Many people living outside of Laos might be surprised to learn that northern Laos experienced a banana-farming boom from 2009 through 2016. According to the National Agriculture and Forestry Research Institute (NAFRI), the area of farmland used for growing Cavendish bananas—the same variety that accounts for more than 90% of banana exports worldwide—tripled from 13,599 to 41,529 hectares during this time. In the late stages of the banana boom from 2013 to 2016, Cavendish banana exports increased in value from $61.5 million to $197.8 million.
At the same time, national media reported that intensive pesticide usage on banana farms was causing environmental and health degradation. One story outlined how the chemicals had killed fish in a nearby pond; another talked about how banana farm workers had become ill after spraying pesticides.
In 2016, I was part of a team of researchers working with the Government of Laos’ Ministry of Agriculture and Forestry (MAF) to find out what environmental and social impacts this booming banana industry was having. We worked with both non-governmental and governmental organizations to carry out a socioeconomic and environmental assessment, an arrangement that demonstrated how these kinds of partnerships can bridge the gap between policy and science.

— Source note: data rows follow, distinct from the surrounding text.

PR #3007, opened 2023-10-23
Deselect current db when the language context changes

shati-patel:
When the language context changes, we should make sure that the current database gets deselected. See internal linked issue for details 🔍 

### Notes for reviewer

- This feels a bit hacky, but seems to work. A few comments/questions about the implementation inline.
- I also haven't been able to write a test for this (since I couldn't figure out to access the relevant properties/events in the tests), so any suggestions on that front also welcome! 🙏🏽 

## Checklist

N/A—still feature-flagged for internal use ⛳

### DIFF
--- a/extensions/ql-vscode/src/databases/local-databases-ui.ts
+++ b/extensions/ql-vscode/src/databases/local-databases-ui.ts
@@ -141,9 +141,7 @@ class DatabaseTreeDataProvider
     return item;
   }
 
-  public async getChildren(
-    element?: DatabaseItem,
-  ): Promise<DatabaseItem[] | null | undefined> {
+  public getChildren(element?: DatabaseItem): ProviderResult<DatabaseItem[]> {
     if (element === undefined) {
       // Filter items by language
       const displayItems = this.databaseManager.databaseItems.filter((item) => {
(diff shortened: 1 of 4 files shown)


extensions/ql-vscode/src/databases/local-databases-ui.ts
```diff
@@ -141,7 +141,9 @@ class DatabaseTreeDataProvider
     return item;
   }
 
-  public getChildren(element?: DatabaseItem): ProviderResult<DatabaseItem[]> {
+  public async getChildren(
```
shati-patel, line 144: I had to make `getChildren` async (so that I could use `await this.databaseManager.setCurrentDatabaseItem`). It seems to be fine, but if there's any risk to doing this, let me know 🙈

extensions/ql-vscode/src/databases/local-databases-ui.ts
```diff
@@ -150,6 +152,19 @@ class DatabaseTreeDataProvider
...
+        !this.languageContext.isSelectedLanguage(
+          tryGetQueryLanguage(this.currentDatabaseItem.language),
+        )
+      ) {
+        this.currentDatabaseItem = undefined;
+        await this.databaseManager.setCurrentDatabaseItem(
+          this.currentDatabaseItem,
+        );
+        this._onDidChangeTreeData.fire(this.currentDatabaseItem);
+      }
```
shati-patel, line 166: This seems to work (from local testing), but I'm wondering if the `getChildren` method is the best place for this logic. Should it maybe be handled in the database manager? 😵

koesie10: I don't think the `getChildren` method is the best place for this. Could we listen to the `onLanguageContextChangedEmitter` event in the database manager and deselect it there? That would make more sense to me.

shati-patel: Makes sense! I'll have a go at that 🍀

shati-patel:
I'm having issues with testing locally at the moment, so I haven't been able to write/debug my test properly 😭 Putting this back up for review for now and I can add tests later. (Or someone else with a working test runner 😅 )

koesie10 (approved):
LGTM, thanks for moving it to the database manager! I don't think we have any existing tests for the database manager, so I'm not sure whether adding tests for this specifically will make sense. There's only a single test where we're currently creating a `DatabaseManager` instance related to actually running queries. I'm not sure if the benefits of this (fairly simple) tests outweigh the costs related to maintaining this test and the construction of the database manager.

PR #3008, opened 2023-10-24
Fix styling of "already modeled" rows when showing multiple methods

robertbrignull:
Addresses two bugs around the `UnmodelableMethodRow` component. I believe we missed these until now because this component is only shown when the "Hide modeled methods" option is deselected.

One bug is it wasn't computing the `gridColumn: span` value correctly, so when multiple models were shown it would break the entire table layout by trying to put two rows worth of elements on the same grid row. Thankfully this visual bug only manifested when the `codeQL.model.showMultipleModels` feature flag was enabled, and there's no visual change when it isn't enabled.

Another bug is that the `MethodClassifications` component was being added at a different point than from the normal method rows. We were adding it near the end of the cell instead of near the start. This PR changes it to match the other cells.

Screenshots when `showMultipleModels` is disabled:
- Before this PR:
    Screenshot 2023-10-24 at 10 16 28
- After this PR:
    Screenshot 2023-10-24 at 10 18 33

Screenshots when `showMultipleModels` is enabled:
- Before this PR:
    Screenshot 2023-10-24 at 10 16 05
- After this PR:
    Screenshot 2023-10-24 at 10 14 33

## Checklist

### DIFF
--- a/extensions/ql-vscode/src/view/model-editor/MethodRow.tsx
+++ b/extensions/ql-vscode/src/view/model-editor/MethodRow.tsx
@@ -337,7 +337,9 @@ const UnmodelableMethodRow = forwardRef<
           <MethodClassifications method={method} />
         </ApiOrMethodRow>
       </DataGridCell>
-      <DataGridCell gridColumn="span 4">Method already modeled</DataGridCell>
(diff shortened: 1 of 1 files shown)


norascheuch (approved):
Looks good! 🚢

The research teams included collaborators from multiple organizations to address the interdisciplinary nature of the problem. Staff from NAFRI investigated relevant socioeconomic issues, while scientists from the International Water Management Institute (IWMI) – which included myself – and the National University of Laos (NUOL) Department of Chemistry studied environmental risks from pesticide usage.
In early 2016, IWMI researchers accompanied the NAFRI team to conduct interviews and field visits in three banana-growing provinces in Northern Laos: Luang Namtha, Phongsaly, and Oudomxay. The IWMI and NUOL team returned twice in 2016 to a single focal site in Oudomxay province to collect environmental samples and observe farming practices.
Our laboratory analysis of soil and water samples revealed a stark contrast between samples from banana farms and other crop types. Residues from pesticides observed in use, including chlorpyrifos, paraquat, and imidacloprid, were detected in banana farm samples with higher frequency and in greater concentrations than adjacent farms producing maize, rubber, upland rice and gourd. We also detected residues from highly persistent organochlorine (OC) pesticides that are no longer used in Lao PDR. These legacy pesticides included DDT, heptachlor, dieldrin, and lindane among others.
We found that the potential risk from pesticide residues in the study area was substantial. Concentrations of two currently used compounds, imidacloprid and paraquat, exceeded the amount recommended by the World Health Organization (WHO) water quality guidelines in wet season surface water samples from one banana farm. In addition, three OC pesticides (heptachlor, aldrin, and dieldrin) exceeded WHO water quality guidelines in dry season surface water and groundwater samples. These OC pesticides are highly persistent in the environment and tend to bioaccumulate, which means they become concentrated inside the bodies of living things. As such, they pose a considerable risk to people who consume contaminated groundwater or fish from local ponds.
This study, although modest in scope, represented an important initial step in collecting data to inform pesticide management in Lao PDR. Environmental monitoring of the major commercial banana growing areas is a very important means of assessing the levels of risk and identifying appropriate mitigation measures. An important step in achieving these goals is to provide appropriate training of provincial and local level staff in natural resources management and agriculture so that they can monitor and report on pesticide residues in accordance with international standards.
Adopting standardized Good Agricultural Practices (GAP) is another way to reduce the environmental risks from commercial banana farming and other plantations. GAP farming techniques include eliminating the most hazardous pesticides such as paraquat, reducing pesticide application when wet conditions favor offsite transport, and maintaining vegetated buffers and sediment traps around farms to detain farm runoff long enough for recently applied pesticides to degrade to safe levels.
From the beginning, our goal was to have a real impact on policy, and thanks to our collaboration with national research organizations like NAFRI and NUOL as part of a newly established MAF Policy Think Tank, we were successful. Shortly after we concluded the study and presented our findings to the Sub-Sector Working Group on Agro-biodiversity, the Ministry of Planning and Investment (MPI) announced it would draft new policy to improve plantation investment law. Members of the research team were invited to help draft the policy, and develop a business investment approval process that will ultimately lead to more responsible investments in plantations. It is unlikely that we would have had the buy in of MPI and other ministries responsible for setting agricultural policy without being part of a multi sector research team.
In addition to the draft law, MPI and MAF are discussing how the two ministries can collaborate further to comply with GAP. We hope that they take this work forward and that our experience conducting collaborative research will encourage others to consider similar engagement strategies in the future.